Imagine you are stranded on a deserted island. You have never been on such island before. To survive you have to learn to do everything from scratch. You discover new plants and over time understand what is edible and what is not, what can heal wounds and what is good for building tools. You are keeping a diary where sometimes you leave notes on plants that you seen so far. Later, another person comes in and reads your records. Even with your help, they will have hard time getting all information about the plants. Some of it you had but did not keep. Some of you did not had in the first place because you lacked the right tools to collect it. Where does it grow? How does it change with seasons? Is there an animal who eats that plant as well? Each new plant in the diary requires an effort bringing back to life memories about it, so that you can answer as much questions as possible. It is certainly not possible to reconstruct it in full without the necessary context from you.
Now you are a robot stranded on an island. You are experimenting with plants and collecting all observations. Similarly, another robot comes in and reads your records. We are not sure how machine imagination works and what machine version of reading would mean, but imagine robot sees a plant identifier and extra information about it encoded right in its word. It sees plant's identifier and at the same time its colour, shape, density, chemical composition, relationship to other entities such animals that feed on it and types of soil it grows on. The robot can also see precise records on how this knowledge has been collected and can judge its reliability.
Today, if you read an article and see word like “business” you are left on your own to understand what it is. If you are interested only in movies, you would imagine "The Wolf of Wall Street". If you have experience in finance or have worked with data about businesses before you may know that: there are X businesses in country Y; businesses are best compared by metrics A,B, and C; each metric varies in ranges [A-A*], [B-B*] and [C-C*]; certain regions in this embedding space means T and others mean F. If so, you see information in article augmented by your prior knowledge. Now, this would be really great if you can also perceive all of it by reading some “hyper”-word that contains that extra information, something like “business:0001100101”. What if all the words are like that? Whenever you read article you get very rich understanding of issue at hand. That would be great.
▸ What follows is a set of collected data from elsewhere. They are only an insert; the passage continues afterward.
PR #336, opened 2018-11-17
MakeCrud command

MarcBrillault:
I recently created this command to automate the crud creation in my projets, I hope it'll be useful for others too.

### DIFF
--- a/src/app/Console/Commands/MakeCrud.php
+++ b/src/app/Console/Commands/MakeCrud.php
@@ -1,0 +1,55 @@
+<?php
+
+namespace App\Console\Commands;
+
+use Artisan;
+use Illuminate\Console\Command;
+
+class MakeCrud extends Command
+{
+    /**
+     * The name and signature of the console command.
+     *
+     * @var string
+     */
+    protected $signature = 'make:crud {name}';
+
+    /**
+     * The console command description.
+     *
+     * @var string
+     */
+    protected $description = 'Creates a new backpack crud';
+
+    /**
+     * Create a new command instance.
+     *
+     * @return void
+     */
+    public function __construct()
+    {
+        parent::__construct();
+    }
+
+    /**
+     * Execute the console command.
+     */
+    public function handle()
+    {
+        $argument  = str_singular($this->argument('name'));
+        $plural    = title_case(str_plural($argument));
+        $snakeName = snake_case($argument);
+        $camelName = camel_case($argument);
+
+        $routeArgument   = sprintf("CRUD::resource('%s', '%sCrudController');", $snakeName, $camelName);
+        $sidebarArgument = sprintf(
+            "<li><a href='{{ backpack_url('%s') }}'><i class='fa fa-question-circle'></i> <span>%s</span></a></li>",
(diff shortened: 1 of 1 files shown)


tabacitu:
Totally! Thank you @MarcBrillault ! Will check this out and merge it ASAP - before the 3.5 launch this week.

tabacitu:
Hmm actually on second thought, I think this:
- would be better put inside the CRUD project (since it generates a CRUD);
- would be a good starting point for using https://github.com/webfactor/laravel-generators instead of Generators; could provide people an _alternative_ way to generate CRUDs, so that we ease out of using our own generators, that way we no longer recommend generating ```setFromDb()``` CRUDs;

This would also:
- allow us to gradually improve this command, and provide wizard-like functionality, like mentioned here https://github.com/Laravel-Backpack/Generators/issues/5#issuecomment-246165301 (not from day 1 though)

MarcBrillault:
Ok, I LOVE the command-line wizard proposition. I'll keep my implementation on my websites and wait for this to be done (Is there a chance to see it in 3.5 ?)

tabacitu:
@MarcBrillault definitely in 3.5. But it's a non-breaking change, so we'll push it after launch. I had to launch 3.5 already - I kept postponing it every week, to cram more features in it, but 2 months of postponing is enough, I think :-)

I also postponed requiring @tswonke & @OliverZiegler 's [generators package](https://github.com/webfactor/laravel-generators) in CRUD for after the 3.5 launch, for this reason. I'll take this opportunity to apologise to them too. But we had to _ship already_ :-) and since this will be a non-breaking change, it's better this way, I think.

But there is a problem. Each time you read this “hyper”-word you have to carry extract information. Basically, it is kind of wiki-page with as much important details as possible being shirked into some understandable by human mind embedding. Let's assume each word on in this wiki-page is a normal world and thus page is already has the smallest size. This “hyper”-word now is “business:<raw text from wiki page here>”. Carrying this blob of text is extremely redundant and makes reading slow. But is there a way to keep the very minimal amount of information necessary for identifying object of the word, something like log2 of number of words out there? Thats's just the world itself. There is some redundancy (50% in English) in encoding, but that seems to be for historical reasons. It contains minimum amount of information necessary to identify word out of all other words in language. Turns out languages has developed to minimise amount of information you have to carry around to describe word. This way, once agent has attained necessary starting knowledge, its throughput of communication is very high.
Now, are we learning just statistics of words? No, if so we would be a monkeys typing nonsense words. It is more complex than that. Instead, even the most rare, complex sentences with loose grammar and unseen words can make total sense. To make it even weirder, we learn languages incredibly quickly. More to that, languages that are developed in disconnected groups share similar traits, are equally powerful and easy to learn. Did we develop some innate predisposition to languages or did we develop languages that can be learned quickly? It must be both. The class of languages we have is shaped by our evolutionary constraints. And yet, the power of languages makes it believe that there is value on its own that we just happen to discover. An artifact that goes far beyond scope of functions imposed by constraints and objectives at time of its initial development.
The world we are living in is the experiences of physical world summarised in the language. Once you learn it, you have access to direct experiences of others and achieve temporal awareness yourself. We can find description of external physical phenomena that is able to capture its nature well enough to accurately predict what will happen in future. There is a vast amount of laws and phenomena we can discover in math, pure language. And we are just scraping the surface. What marvels are hidden beyond our reach? The space we discovered so far is as tiny as pale blue dot we call our home in cosmic scale of universe, and language is a highway entrance to it.